In the case of our summation problem, we can change to rounding up, which will result in a very different error growth: O(n) rather than O(√n). The errors now all accumulate in the same direction, so they no longer form a random walk

In [15]:

errup = setrounding(Float32, RoundUp) do
    # error in single-precision (Float32) sum, rounding temporarily set to RoundUp
    abs.(my_cumsum(x) .- yexact) ./ abs.(yexact) # relative error in y
end

loglog(n, errup[n])
ylabel("relative error")
xlabel("# summands")
# plot an O(n) line for comparison
loglog([1,length(errup)], [1,length(errup)] * 1e-7, "k--")
text(1e3,4e-4, L"\sim n")
title("naive cumsum implementation, rounded up")

Out[15]:

PyObject Text(0.5, 1.0, 'naive cumsum implementation, rounded up')
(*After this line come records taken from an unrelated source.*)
PR #2938, opened 2024-09-26
[CHORE] fix pyo3 build thrashing

### LINKED ISSUE #2933: fix pyo3 build thrashing cross-IDE
or at least let's figure out how we can get pyo3 to stop recompiling all
the time when I am using JetBrains. How did we fix this for VSC?

looks lke we did

https://github.com/Eventual-Inc/Daft/blob/main/.vscode/settings.json#L3

however I am confused about details about how this works and if IntelliJ 
is what is causing things to recompile for me

andrewgazelka:
Fixes #2933

### DIFF
--- a/.cargo/config.toml
+++ b/.cargo/config.toml
@@ -1,0 +1,2 @@
+[env]
+PYO3_PYTHON = "./.venv/bin/python"


andrewgazelka:
not entirely sure this works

Overflow, Underflow, Inf, and NaN¶

Because a floating-point value uses a finite number of bits to store the exponent e, there is a maximum and minimum magnitude for floating-point values. If you go over the maximum, you overflow to a special Inf value (or -Inf for large negative values), representing $\infty$. If you go under the minimum, you underflow to $\pm 0.0$, where $-0$ is used to represent e.g. a value that underflowed from the negative side.

In [16]:

1e300 # okay: 10³⁰⁰ is in the representable range

Out[16]:

1.0e300

In [17]:

(1e300)^2 # overflows

Out[17]:

Inf

We can get the maximum representable magnitude via floatmax

In [18]:

floatmax(Float64), floatmax(Float32)

Out[18]:

(1.7976931348623157e308, 3.4028235f38)

In [19]:

1e-300 # okay

Out[19]:

1.0e-300

In [20]:

(1e-300)^2 # underflows to +0

Out[20]:

0.0

You can use floatmin in Julia to find the minimum-magnitude floating-point value:

In [21]:

floatmin(Float64), floatmin(Float32)

Out[21]:

(2.2250738585072014e-308, 1.1754944f-38)

In [22]:

-1e-300 * 1e-300 # underflows to -0

Out[22]:

-0.0

While -0 is printed differently from +0, they still compare equal. However, you will notice the difference if you do something that depends on the sign:

In [23]:

+0.0 == -0.0

Out[23]:

true

In [24]:

1 / +0.0, 1 / -0.0

Out[24]:

(Inf, -Inf)

In [25]:

signbit(+0.0), signbit(-0.0)

Out[25]:

(false, true)

Since 1/-Inf is -0.0, this has the nice property that:

In [26]:

1 / (1 / -Inf)

Out[26]:

-Inf

A special value NaN ("not a number") is used to represent the result of floating-point operations that can't be defined in a sensible way (e.g. indeterminate forms):

In [27]:

0 * Inf, Inf / Inf, 0 / 0

Out[27]:

(NaN, NaN, NaN)

In some other languages, NaN is also used to signal that a function cannot be evaluated. For example, in C, sqrt(-1.0) returns NaN. However, Julia typically throws an exception in these cases:

In [28]:

sqrt(-1.0)

DomainError with -1.0:
sqrt will only return a complex result if called with a complex argument. Try sqrt(Complex(x)).

Stacktrace:
 [1] throw_complex_domainerror(::Symbol, ::Float64) at ./math.jl:31
 [2] sqrt(::Float64) at ./math.jl:492
 [3] top-level scope at In[28]:1

If you want a complex output from the sqrt function, you need to give it a complex input:

In [29]:

sqrt(-1.0 + 0im)

Out[29]:

0.0 + 1.0im

The reason for this is a technical criterion called type stability that is essential for Julia code to be compiled to fast machine instructions. (The lack of type stability in many standard-library functions is a key contributor to the difficulty of retrofitting fast compilers to languages like Python and Matlab.)